To get the S-10 ready for Sick Week, an aluminum 5.3-liter LS got a home in the truck’s engine bay. The block was filled with a 3.900-inch stroke K1 crankshaft, Molnar connecting rods, UEM pistons, and a BTR camshaft.

A pair of ‘untouched’ 243-casting cylinder heads route the air from the pair of 76-millimeter VS Racing T4 turbochargers, and the power is routed through a Turbo 400 3-speed transmission, a 9-inch rear end, and the tiny 235 sidewall (26-inch-tall x 8.5-inch-wide) tires.

“For Sick Week 2024, I had literally just got the truck done,” said Alex. “I made nine runs, and only three of those were full A-B passes before day zero. In fact, those were with a borrowed engine. Day zero was the very first pass with my engine, that hadn’t done anything more than drive to town for a haircut the day before.

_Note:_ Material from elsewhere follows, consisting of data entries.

PR #199, opened 2019-10-05
Immutable client

trowski:
Extension of #198. @kelunik thoughts on the last commit?

### DIFF
--- a/docs/interceptors.md
+++ b/docs/interceptors.md
@@ -12,7 +12,7 @@ use Amp\Http\Client\Client;
 use Amp\Http\Client\Interceptor\SetRequestHeader;
 
 $client = new Client;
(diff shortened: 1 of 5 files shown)


enumag:
:+1: Yeah, immutable client would be really nice. I could then have it as a service in my dependency injection container and add additional interceptors as needed without touching the service itself. Ofc I can still do it with cloning but this feels better.

kelunik:
@trowski Could you modify this PR to only contain the immutability change, please? I'd like to get this merged, as #200 will probably depend on this.

trowski:
@kelunik So remove the follow redirects portion? I think that should be done as well, but I can put that in another PR after this is merged. I can rebase after #198 is merged, since that has diverged a bit now too.

trowski:
Rebasing on master was simple, so I did that quickly. Will need to rebase #198 on this after merging.

Issue #195, opened 2019-09-29
Implement Request Reliability Mechanisms in HTTP/2


kelunik:
See https://http2.github.io/http2-spec/#rfc.section.8.1.4.

trowski:
No, but it should be simple. I'll do another quick PR.

kelunik:
This has been implemented via #202 and #198.

PR #202, opened 2019-10-08
Mark streams refused by server as unprocessed

trowski:
Along with #198, this should fully implement #195.


trowski:
Rebased on master and marked a few other conditions as unprocessed.

PR #203, opened 2019-10-08
Drop RequestException, use exception whitelist for retry

kelunik:


src/Interceptor/RetryRequests.php
```diff
@@ -27,23 +24,21 @@ public function __construct(int $retryLimit)
...
             do {
                 try {
                     return yield $client->request(clone $request, $cancellation);
                 } catch (UnprocessedRequestException $exception) {
                     // Request was deemed retryable by connection, so carry on.
-                } catch (InvalidRequestException | ParseException | TimeoutException $exception) {
-                    // Request is or response is invalid or request timed out, so do not retry.
-                    throw $exception;
-                } catch (HttpException $exception) {
+                } catch (SocketException $exception) {
```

I had no time prior to the event to get my license passes or chassis certed, which is why I made sure to stay above 10-seconds on Sick Week.” Running in the Dial-Your-Own (DYO) class, Alex averaged a 10.66, with all of his passes being early shut off to keep the truck above 10.00.

With his first drag-and-drive complete, Alex is turning his focus to the truck’s next step. “My goals currently are to actually show up at races and have a car that can compete, not just be there,” he said. “The truck is being set up to be completely legal in John Sears’ Limited Street 235 class.

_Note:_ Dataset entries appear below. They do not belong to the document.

PR #204, opened 2019-10-08
Forbid serialization for most classes

kelunik:
Maybe we should even make this a trait?

### DIFF
--- a/src/Client.php
+++ b/src/Client.php
@@ -55,6 +55,11 @@ final class Client
         ];
     }
 
+    public function __sleep(): array
+    {
+        throw new \Error('Serialization of class ' . __CLASS__ . ' is not allowed');
+    }
+
     /**
      * Asynchronously request an HTTP resource.
      *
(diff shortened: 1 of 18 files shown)


trowski:
Is this really necessary? We probably should prevent cloning of a lot of classes too, but we don't currently prevent that either.

trowski:
Another thought: Are there libraries that assume that a public `__sleep` method means the class *is* serializable? Another approach is declaring the method private.

kelunik:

It’s a cutthroat class, and being competitive is going to be a whole different story, but that’s the appeal of it for me. I hate anything being easy. By time Sick Week 2025 rolls around, I believe it should be a fairly solid competitor in the Rowdy Radial class. That’s the goal anyway.”

The truck had easy 9-second potential in it with the 2024 Sick Week combination in it, but a rocker came loose in March, causing damage that pushed Alex to make changes. Those include a new front frame section, as well as switching to a single turbocharger, a Precision Turbo cast wheel Ultra Street class legal 76-millimeter turbo and an air-to-water intercooler.

Despite the changes needed to his truck, Alex has bigger goals in mind, including his grandfather’s Dodge Dart. “My parents and grandparents rode along in the Sick Ward this year, and the bug bit all of them as well,” Alex said. “As soon as I wrap my truck up, we’re cutting into my grandfather’s Dart that he’s bracket raced since I was a kid, to get it ready for Sick Week 2025. My grandparents literally tell everybody how cool Sick Week is, whether they’ve asked or not!”